- TASK:
Copy out the entries below exactly as they stand, but only from the line containing "distance remains short." through the line containing "- Apply the".

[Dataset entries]
┄┄┄┄┄┄┄┄┄┄
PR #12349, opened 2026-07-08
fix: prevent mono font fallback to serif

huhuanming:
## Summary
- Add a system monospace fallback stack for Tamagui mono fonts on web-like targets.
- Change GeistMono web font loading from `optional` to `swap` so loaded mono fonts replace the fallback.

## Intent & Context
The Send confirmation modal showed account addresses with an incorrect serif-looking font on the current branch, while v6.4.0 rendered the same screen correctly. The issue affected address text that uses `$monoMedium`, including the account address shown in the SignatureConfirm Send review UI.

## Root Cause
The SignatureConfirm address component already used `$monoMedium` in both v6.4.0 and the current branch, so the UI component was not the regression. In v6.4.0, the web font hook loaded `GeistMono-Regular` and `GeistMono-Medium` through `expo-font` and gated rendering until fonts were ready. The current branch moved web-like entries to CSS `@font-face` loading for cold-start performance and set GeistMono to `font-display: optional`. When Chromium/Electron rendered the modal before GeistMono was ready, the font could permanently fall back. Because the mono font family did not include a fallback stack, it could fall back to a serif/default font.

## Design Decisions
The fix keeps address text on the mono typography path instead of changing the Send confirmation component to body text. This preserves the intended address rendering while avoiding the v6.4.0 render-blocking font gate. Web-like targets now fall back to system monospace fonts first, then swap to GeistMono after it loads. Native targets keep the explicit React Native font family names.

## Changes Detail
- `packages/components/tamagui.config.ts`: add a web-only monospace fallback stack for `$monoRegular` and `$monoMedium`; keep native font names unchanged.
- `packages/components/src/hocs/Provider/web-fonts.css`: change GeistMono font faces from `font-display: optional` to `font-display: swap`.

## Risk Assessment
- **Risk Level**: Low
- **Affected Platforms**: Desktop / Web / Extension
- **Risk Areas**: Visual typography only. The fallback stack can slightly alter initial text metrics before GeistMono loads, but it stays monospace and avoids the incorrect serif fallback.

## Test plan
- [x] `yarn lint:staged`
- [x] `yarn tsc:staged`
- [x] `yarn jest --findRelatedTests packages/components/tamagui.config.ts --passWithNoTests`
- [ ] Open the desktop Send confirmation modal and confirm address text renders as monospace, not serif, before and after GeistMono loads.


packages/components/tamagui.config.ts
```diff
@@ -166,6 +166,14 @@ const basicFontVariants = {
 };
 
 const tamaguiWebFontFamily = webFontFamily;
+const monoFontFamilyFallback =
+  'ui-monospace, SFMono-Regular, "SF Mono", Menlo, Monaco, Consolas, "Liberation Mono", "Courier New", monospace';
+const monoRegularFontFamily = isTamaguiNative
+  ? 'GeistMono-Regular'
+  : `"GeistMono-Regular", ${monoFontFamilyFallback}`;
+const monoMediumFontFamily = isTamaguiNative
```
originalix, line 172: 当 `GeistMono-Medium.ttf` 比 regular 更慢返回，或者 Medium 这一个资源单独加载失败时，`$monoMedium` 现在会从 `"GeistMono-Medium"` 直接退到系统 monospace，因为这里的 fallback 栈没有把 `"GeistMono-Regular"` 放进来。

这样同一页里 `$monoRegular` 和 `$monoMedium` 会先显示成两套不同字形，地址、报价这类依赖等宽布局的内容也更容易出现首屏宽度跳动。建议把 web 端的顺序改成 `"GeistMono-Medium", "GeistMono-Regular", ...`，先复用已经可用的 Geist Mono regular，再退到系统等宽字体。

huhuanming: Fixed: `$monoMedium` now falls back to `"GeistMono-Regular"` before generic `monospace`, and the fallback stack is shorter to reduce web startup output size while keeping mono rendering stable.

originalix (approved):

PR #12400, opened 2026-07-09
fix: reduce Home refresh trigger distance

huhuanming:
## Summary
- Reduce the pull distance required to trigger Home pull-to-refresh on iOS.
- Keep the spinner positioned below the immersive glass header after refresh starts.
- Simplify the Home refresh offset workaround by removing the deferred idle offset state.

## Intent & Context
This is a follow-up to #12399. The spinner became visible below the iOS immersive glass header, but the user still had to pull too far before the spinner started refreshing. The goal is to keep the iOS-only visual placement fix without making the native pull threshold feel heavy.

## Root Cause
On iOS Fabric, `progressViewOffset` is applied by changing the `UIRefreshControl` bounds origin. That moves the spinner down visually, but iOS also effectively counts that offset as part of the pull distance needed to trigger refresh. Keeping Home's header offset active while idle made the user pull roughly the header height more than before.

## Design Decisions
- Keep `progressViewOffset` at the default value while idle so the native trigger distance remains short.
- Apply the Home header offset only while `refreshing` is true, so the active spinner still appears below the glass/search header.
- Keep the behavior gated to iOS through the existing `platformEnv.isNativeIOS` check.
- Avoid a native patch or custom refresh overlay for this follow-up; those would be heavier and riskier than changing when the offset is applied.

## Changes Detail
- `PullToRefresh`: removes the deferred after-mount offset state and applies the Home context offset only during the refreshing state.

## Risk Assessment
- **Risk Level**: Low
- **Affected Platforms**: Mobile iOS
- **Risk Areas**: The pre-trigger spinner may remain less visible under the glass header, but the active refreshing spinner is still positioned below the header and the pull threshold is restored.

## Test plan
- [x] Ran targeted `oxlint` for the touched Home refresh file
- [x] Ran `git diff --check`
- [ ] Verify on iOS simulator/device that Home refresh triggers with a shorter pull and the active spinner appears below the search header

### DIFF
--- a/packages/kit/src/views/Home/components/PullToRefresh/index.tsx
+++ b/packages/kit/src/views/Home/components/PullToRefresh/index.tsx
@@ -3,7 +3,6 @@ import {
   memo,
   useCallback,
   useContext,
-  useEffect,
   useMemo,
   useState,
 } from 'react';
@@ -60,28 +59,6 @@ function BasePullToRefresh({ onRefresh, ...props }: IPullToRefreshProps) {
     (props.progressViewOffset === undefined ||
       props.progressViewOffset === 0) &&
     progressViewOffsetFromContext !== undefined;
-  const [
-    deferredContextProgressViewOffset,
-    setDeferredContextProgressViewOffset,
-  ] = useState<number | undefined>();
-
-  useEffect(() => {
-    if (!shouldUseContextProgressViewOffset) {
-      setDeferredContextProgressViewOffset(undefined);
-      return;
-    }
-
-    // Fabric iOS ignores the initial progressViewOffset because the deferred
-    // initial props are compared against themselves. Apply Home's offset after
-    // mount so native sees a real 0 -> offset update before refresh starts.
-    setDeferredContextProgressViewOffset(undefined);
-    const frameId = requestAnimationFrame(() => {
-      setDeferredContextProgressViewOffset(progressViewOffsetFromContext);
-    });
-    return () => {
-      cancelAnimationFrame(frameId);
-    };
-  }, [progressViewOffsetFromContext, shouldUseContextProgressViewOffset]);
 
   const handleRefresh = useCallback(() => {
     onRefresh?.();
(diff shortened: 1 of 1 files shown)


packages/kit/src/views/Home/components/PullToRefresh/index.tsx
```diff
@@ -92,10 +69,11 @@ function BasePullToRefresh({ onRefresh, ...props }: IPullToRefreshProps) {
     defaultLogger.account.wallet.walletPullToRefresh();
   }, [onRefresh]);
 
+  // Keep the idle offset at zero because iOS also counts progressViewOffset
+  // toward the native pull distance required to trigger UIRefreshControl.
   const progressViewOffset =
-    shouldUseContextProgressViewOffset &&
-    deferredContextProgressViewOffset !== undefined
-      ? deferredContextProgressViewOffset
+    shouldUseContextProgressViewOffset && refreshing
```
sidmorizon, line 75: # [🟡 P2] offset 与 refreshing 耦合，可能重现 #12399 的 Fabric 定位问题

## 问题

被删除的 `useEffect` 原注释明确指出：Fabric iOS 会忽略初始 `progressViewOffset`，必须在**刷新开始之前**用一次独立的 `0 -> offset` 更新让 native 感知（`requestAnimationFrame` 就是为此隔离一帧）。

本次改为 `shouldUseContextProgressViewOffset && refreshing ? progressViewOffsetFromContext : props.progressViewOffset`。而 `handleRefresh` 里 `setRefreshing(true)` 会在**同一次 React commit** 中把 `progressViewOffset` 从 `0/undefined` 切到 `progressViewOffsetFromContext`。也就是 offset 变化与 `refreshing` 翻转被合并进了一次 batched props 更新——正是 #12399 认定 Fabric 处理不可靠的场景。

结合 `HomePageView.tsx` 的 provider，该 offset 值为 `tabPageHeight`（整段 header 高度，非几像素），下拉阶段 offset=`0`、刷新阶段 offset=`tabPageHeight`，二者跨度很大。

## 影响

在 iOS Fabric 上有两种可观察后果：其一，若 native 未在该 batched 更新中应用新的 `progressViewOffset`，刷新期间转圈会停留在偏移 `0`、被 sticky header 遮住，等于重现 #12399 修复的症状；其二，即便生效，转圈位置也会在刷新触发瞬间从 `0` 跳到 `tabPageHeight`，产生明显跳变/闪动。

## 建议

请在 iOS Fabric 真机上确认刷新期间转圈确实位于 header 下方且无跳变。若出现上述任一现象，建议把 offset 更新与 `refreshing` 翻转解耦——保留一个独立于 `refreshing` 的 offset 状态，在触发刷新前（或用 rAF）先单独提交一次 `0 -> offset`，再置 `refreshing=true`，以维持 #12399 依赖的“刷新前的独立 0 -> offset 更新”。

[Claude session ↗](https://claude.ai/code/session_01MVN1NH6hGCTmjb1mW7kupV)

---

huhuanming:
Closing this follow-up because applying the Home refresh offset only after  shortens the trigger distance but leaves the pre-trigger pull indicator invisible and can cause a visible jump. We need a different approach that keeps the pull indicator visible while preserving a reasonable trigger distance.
┄┄┄┄┄┄┄┄┄┄
- EXERCISE SOLUTION:
- Keep `progressViewOffset` at the default value while idle so the native trigger distance remains short.
- Apply the Home header offset only while `refreshing` is true, so the active spinner still appears below the glass/search header.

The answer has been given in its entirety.